Bronze Age embodied 2.2. A high-status child from the Rába region

Small bronze daggers, usually equipped with wooden handles, are common in the burials of Early and Middle Bronze Age high-status men buried with golden hair rings. Based on this fact, these weapons may be interpreted as indicators of outstanding social status, as we could see in the cemetery of Nagycenk (Gömöri et al. 2018; Szeverényi–Kiss 2018).
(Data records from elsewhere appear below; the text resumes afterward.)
PR #1699, opened 2022-07-15
fix: email verification can succeed if domain is verified

tan-zx:
## Problem

Context: we are trying to add an agency whose domain has been previously verified (but not the exact email address), so that they can send out using a custom domain using this email address

However, the current email verification process verifies the exact email with AWS SES, leading the verification process to fail. This is overly narrow — if the domain has been verified, the verification process should succeed.

## Solution

Modify the `verifyEmailWithAWS` method to check the domain of the email, and not just the email itself. 

## Deployment Checklist

N/A


prestonlimlianjie (approved):
lgtm

PR #1722, opened 2022-07-26
fix(backend): add missing awaits to floating promises

stanleynguyen:
Reopening #1211

## Problem

Sequelize `commit` and `rollback` [return Promises](https://sequelize.org/master/class/lib/transaction.js~Transaction.html#instance-method-commit) that need to be awaited on. Otherwise, this might create situations where the Promise returned by various async service have resolved but the underlying database transactions have not. 

In addition, there are also other instances in our code where we forgot to handle Promises returned by async function calls. The returned Promises could end up resolving unexpectedly, causing potential hard to spot errors.

## Solution

**Improvement**:
- Add [no-floating-promises](https://github.com/typescript-eslint/typescript-eslint/blob/master/packages/eslint-plugin/docs/rules/no-floating-promises.md) eslint rule to help highlight places where we did not explicitly handle Promises

**Bug Fixes**:
- Add missing `await` throughout codebase

## Tests
- Functionality remains the same. Check for any regressions.


stanleynguyen:
Superseded by #1729

PR #1726, opened 2022-07-27
fix: update swagger for transactional/email/send

yingyee0111:
## Problem

document api /transactional/email/send 

## Note

Not sure which error codes from cloudflare are relevant to our clients. Things like SSL errors are on us to fix but idk if we should let them know?


gweiying:
Would love to sync up with you on this before this is reviewed!

stanleynguyen (approved):

stanleynguyen:
> Would love to sync up with you on this before this is reviewed!

@gweiying let's update this doc again in the attachment PR

gweiying (approved):
lgtm

gweiying:
> > Would love to sync up with you on this before this is reviewed!
> 
> @gweiying let's update this doc again in the attachment PR

Can also merge into my PR if that makes more sense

The dagger with the broken tip shown below, however, was found in the grave of a 4-6 year old child in Ménfőcsanak, in the vicinity of Győr (Melis 2015; Melis 2016).
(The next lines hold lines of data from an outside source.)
PR #1727, opened 2022-07-27
feat: new api for filter sort

yingyee0111:
## Problem

campaign org

## Doc
https://www.notion.so/opengov/Campaign-Org-dc087cf2561341358bf5132da372ae3e#aacf60a5d3be4068a617886c6ba15fad


backend/src/core/middlewares/campaign.middleware.ts
```diff
@@ -103,13 +103,19 @@ const listCampaigns = async (
   res: Response,
   next: NextFunction
 ): Promise<Response | void> => {
-  const { offset, limit } = req.query
+  const { offset, limit, type, status, name, sort_by, order_by } = req.query
```
tan-zx, line 106: I wonder if it's possible to type this somewhere (since the shape described here is supposed to be consistent with that described in `getCampaigns` at `frontend/src/services/campaign.service.ts`)

that way you get type hinting if you modify one part and forgot to change the other part

(for context, Postman began as a JavaScript codebase and only added TypeScript afterwards, so don't think the typing practice here are ideal)

backend/src/core/services/campaign.service.ts
```diff
@@ -144,25 +150,95 @@ const listCampaigns = ({
   userId,
   offset,
   limit,
+  type,
```
tan-zx, line 153: same point re: the typing here https://github.com/opengovsg/postmangovsg/pull/1727/files#r944067275

probably should be in the shared folder imo

backend/src/core/routes/tests/campaign.routes.test.ts
```diff
@@ -74,6 +75,168 @@ describe('GET /campaigns', () => {
       ]),
     })
   })
+
+  test('List campaigns order by created at', async () => {
```
tan-zx, line 79: just for learning, I've seen `it` used instead of `test` and was wondering the difference and found this: https://stackoverflow.com/questions/45778192/what-is-the-difference-between-it-and-test-in-jest

TLDR: functionally identical, but use the one that's best for readability

backend/src/core/routes/tests/campaign.routes.test.ts
```diff
@@ -74,6 +75,168 @@ describe('GET /campaigns', () => {
...
+    for (let i = 1; i <= 3; i++) {
```
tan-zx, line 80: haha I think it's more idiomatic to use functional instead of imperative programming with TypeScript (i.e. to use `map` instead of for loops here)

(totally a nit / opinionated take, feel free to ignore)

backend/src/core/routes/tests/campaign.routes.test.ts
```diff
@@ -15,6 +15,7 @@ beforeAll(async () => {
 })
 
 afterEach(async () => {
+  await JobQueue.destroy({ where: {} })
   await Campaign.destroy({ where: {}, force: true })
```
tan-zx, line 19: for my own learning → why is `force: true` needed for `Campaign` and not `JobQueue`?

backend/src/core/routes/tests/campaign.routes.test.ts
```diff
@@ -74,6 +75,168 @@ describe('GET /campaigns', () => {
...
+      protect: false,
+    } as Campaign)
+    await JobQueue.create({
+      campaignId: campaign.id,
+      status: JobStatus.Logged,
+    } as JobQueue)
+
+    const resDraft = await request(app)
+      .get('/campaigns')
+      .query({ status: 'Draft' })
```
tan-zx, line 195: omw out now, but at first glance, `Draft` should be an enum instead of a string?

tan-zx: I think the test is relying on the implicit behavior that the default status is Draft. Would be good to note that in a comment for readability!

My own thinking is there's no need for this if it's an obvious property like `created_at` (I'd say even `sent_at` should be thus annotated), but good to have for something more business logic specific!

backend/src/core/services/campaign.service.ts
```diff
@@ -144,25 +150,95 @@ const listCampaigns = ({
...
+      }
+      default: {
+        break
+      }
+    }
+    const statusFilter = { '$job_queue.status$': operation }
+    whereFilter = { ...whereFilter, ...statusFilter }
+  }
+
+  let orderOpt: any = [['created_at', 'DESC']]
```
tan-zx, line 220: think we spoke about this earlier; wonder if we can give it a more specific type hm

frontend/src/classes/Campaign.ts
```diff
@@ -13,10 +13,25 @@ export enum Status {
   Halted = 'Halted',
 }
 
+export enum StatusFilter {
```
tan-zx, line 16: hmm I see you're extending the existing style, but these are the same enums repeated in `backend/src/core/constants.ts` and should really be extracted out to the shared folder too hmm (maybe we can leave a comment here for future refactoring, instead of dealing with them in the same PR)

backend/src/core/routes/tests/campaign.routes.test.ts
tan-zx: answer: `Campaign` has soft delete, whereas `JobQueue` does not

backend/src/core/routes/campaign.routes.ts
```diff
@@ -9,6 +9,11 @@ const listCampaignsValidator = {
   [Segments.QUERY]: Joi.object({
     limit: Joi.number().integer().min(1).max(100).default(10),
     offset: Joi.number().integer().min(0).default(0),
+    type: Joi.string().valid(...Object.values(ChannelType)),
```
tan-zx, line 12: NB called "campaign type"

tan-zx: on the frontend, this same field is called "Mode" 🙄️
 
image

backend/src/core/services/campaign.service.ts
```diff
@@ -144,25 +150,95 @@ const listCampaigns = ({
...
+      }
+      case Status.Sent: {
+        operation = { [Op.eq]: JobStatus.Logged }
+        break
+      }
+      default: {
+        break
+      }
+    }
+    const statusFilter = { '$job_queue.status$': operation }
```
tan-zx, line 216: add comment that this is a db join (since it could be expensive)

wonder if there's a better way to do it @stanleynguyen

frontend/src/components/dashboard/campaigns/Campaigns.tsx
```diff
@@ -84,15 +114,39 @@ const Campaigns = () => {
       .join(' ')
   }
 
-  async function fetchCampaigns(selectedPage: number) {
-    setLoading(true)
-    const { campaigns, totalCount } = await getCampaigns({
+  function CamelCaseWord(word: string): string {
```
tan-zx, line 117: camelCasea

frontend/src/components/dashboard/campaigns/Campaigns.tsx
```diff
@@ -395,22 +672,17 @@ const Campaigns = () => {
           Create new campaign
         </PrimaryButton>
       </TitleBar>
-      {campaignCount > 0 && (
-        <DemoBar
-          numDemosSms={numDemosSms}
-          numDemosTelegram={numDemosTelegram}
-          isDisplayed={isDemoDisplayed}
-        />
+      {campaignCount < 0 ? (
```
tan-zx, line 675: refactor

frontend/src/components/dashboard/campaigns/Campaigns.tsx
```diff
@@ -191,6 +253,59 @@ const Campaigns = () => {
...
+      sortBy,
+      orderBy,
+      statusFilter,
+      modeFilter,
+      newFilter
+    )
+  }
+
   /* eslint-disable react/display-name */
   const headers = [
```
tan-zx, line 310: rename to column?

backend/src/core/services/campaign.service.ts
```diff
@@ -144,25 +150,95 @@ const listCampaigns = ({
...
   offset,
   limit,
+  type,
+  status,
+  name,
+  sortBy,
+  orderBy,
 }: {
   userId: number
   offset: number
```
tan-zx, line 160: whether offset and limit should be optional arguments too

frontend/src/components/dashboard/campaigns/Campaigns.tsx
```diff
@@ -1,6 +1,6 @@
 import cx from 'classnames'
 
-import { capitalize } from 'lodash'
+import { capitalize, debounce } from 'lodash'
```
tan-zx, line 3: try to make this file smaller — GitHub is not displaying this file by default because it's too huge

frontend/src/components/dashboard/campaigns/Campaigns.tsx
```diff
@@ -210,7 +325,22 @@ const Campaigns = () => {
...
+            onSelect={handleModeFilter}
+            options={[filterInit, ...Object.values(ChannelType)].map((opt) => ({
+              label: CamelCaseWord(opt),
+              value: opt,
+            }))}
+            defaultLabel={
+              modeFilter === filterInit ? name : CamelCaseWord(modeFilter)
+            }
+            aria-label={name}
+          ></DropdownFilter>
```
tan-zx, line 341: `<DropdownFilter />`

backend/src/core/routes/campaign.routes.ts
```diff
@@ -63,6 +68,40 @@ const updateCampaignValidator = {
...
+ *          required: false
+ *          schema:
+ *            type: string
+ *        - in: query
+ *          name: sort_by
+ *          description: field used to sort campaigns
+ *          required: false
+ *          schema:
+ *            type: string
+ *            enum: [name, created_at, sent_at]
```
stanleynguyen, line 97: What if I want to sort by more than one field? Can we use a `+created_at` `-created_at` system instead of having 2 diff parameters `sort_by` and `order_by`? (i.e. combining the order information right inside the values for `sort_by`)

backend/src/core/services/campaign.service.ts
```diff
@@ -144,25 +150,95 @@ const listCampaigns = ({
...
+  } = { user_id: userId }
+
+  if (type) {
+    whereFilter.type = type
+  }
+
+  if (name) {
+    const nameMatch = {
+      name: {
+        [Op.iLike]: '%' + name + '%',
```
stanleynguyen, line 183: Just wanna remind here to double check for potential sql injections

backend/src/core/services/campaign.service.ts
stanleynguyen: Joins are not expensive, comparatively to the alternative which is making multiple queries , so this is ok

frontend/src/classes/Campaign.ts
yingyee0111: Future refactoring

backend/src/core/routes/campaign.routes.ts
yingyee0111: Standardizaton in separate PR

frontend/src/components/dashboard/campaigns/Campaigns.tsx
yingyee0111: refactor PR

tan-zx (approved):

backend/src/core/services/campaign.service.ts
tan-zx: Rae talked to Preston; apparently Sequelize parametrize the query, so there shouldn't be injection points

backend/src/core/routes/campaign.routes.ts
tan-zx: to deal with in future PR?

stanleynguyen: This is an irreversible decision, we can't go back and revise it later after people have started integration using this API interface. It's gotta be decided and resolved right in this PR

tan-zx: ohh I see your point — I don't think Rae will be working on this further (she's flying off tmr), think we should resolve this between us.

stanleynguyen: As per discussed, we probably don't ever need sort by multiple fields with campaigns so just go with this design

stanleynguyen (approved):

stanleynguyen (approved):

Left: Dagger from grave 10695 from Győr-Ménfőcsanak-Széles-földek site during the excavation and after restoration (photo: Ferenc Halász and Tibor Takács), right: steps of making a replica of an early Bronze Age dagger (after Frank Trommer)

 

Where and how the grave of the child buried with the dagger was found? 

We carried out a preventive excavation on 27.7 ha at the well-known Győr-Ménfőcsanak-Széles-földek site with the staff of the Field Service for Cultural Heritage and then the Hungarian National Museum, Centre for National Cultural Heritage from 2009 to 2011. The Old Rába river section, which currently turns northwest of the site, formed the alluvial bar inhabited in several archaeological periods, bordered by swampy floodplain meadows from the west and northeast before the river regulation (Ilon et al. 2016). 
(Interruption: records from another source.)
PR #1728, opened 2022-07-28
feat(report): increase retention of delivery reports to 30 days

stanleynguyen:
## Problem

Increase the expiry period for delivery report to 30 days and include that in the redaction reminder

- [Ticket](https://www.notion.so/opengov/Increase-expiry-period-of-both-reports-delivery-unsub-to-30-days-1a909a8153154f41ac5ac2a15c076953)
- [Ticket](https://www.notion.so/opengov/update-reminder-to-campaign-expiry-copy-65bb41839f0a49168afcb3db2616e802)

## Solution

Update the default config to 30 days

## Deployment Checklist

N/A

### DIFF
--- a/backend/src/core/config.ts
+++ b/backend/src/core/config.ts
@@ -459,7 +459,7 @@ const config = convict({
   redaction: {
     maxAge: {
       doc: 'Maximum age before campaign is redacted',
-      default: 14,
+      default: 30,
       env: 'REDACTION_MAXIMUM_AGE',
       format: Number,
     },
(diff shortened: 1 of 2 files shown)


tan-zx:
If I'm not mistaken, on the AWS S3 bucket, the .csv files uploaded by the users are deleted after every 14 days.

Depending on how the delivery reports are generated (haven't looked into this in detail), we might need to modify that setting to 30 days 🤔

stanleynguyen:
> If I'm not mistaken, on the AWS S3 bucket, the .csv files uploaded by the users are deleted after every 14 days.
> 
> Depending on how the delivery reports are generated (haven't looked into this in detail), we might need to modify that setting to 30 days 🤔

They're generated from our db records so no we don't need to modify that settings

PR #1729, opened 2022-07-28
fix: add no floating promises linting rule and awaits

tan-zx:
Does what https://github.com/opengovsg/postmangovsg/pull/1722 is meant to do

- Add new linting rules
- Fixed all the files flagged by the linting rules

Győr-Ménfőcsanak-Széles-Földek, excavated area with the location of grave 10695, from southeast. In the foreground: Road 83, on the right side: Motorway M1, and the bend of the Old Rába can be seen among the trees in the background (photo: Gábor Rákóczi)

In the excavated area that is located closer to the M1 motorway, Middle Bronze Age inhumation graves were found. Among the burials (graves of a man, two women, three children), grave 10695 presented here was disturbed by the foundation of a dwelling built in the Roman period. Metal objects were placed in all children’s graves, and grave 10695 contained most of the grave goods, while only a bronze pin was found in the burials of adults. 

Győr-Ménfőcsanak-Széles-földek excavation map: Middle Bronze Age burials in yellow, grave 10695 in red (map made by István Eke)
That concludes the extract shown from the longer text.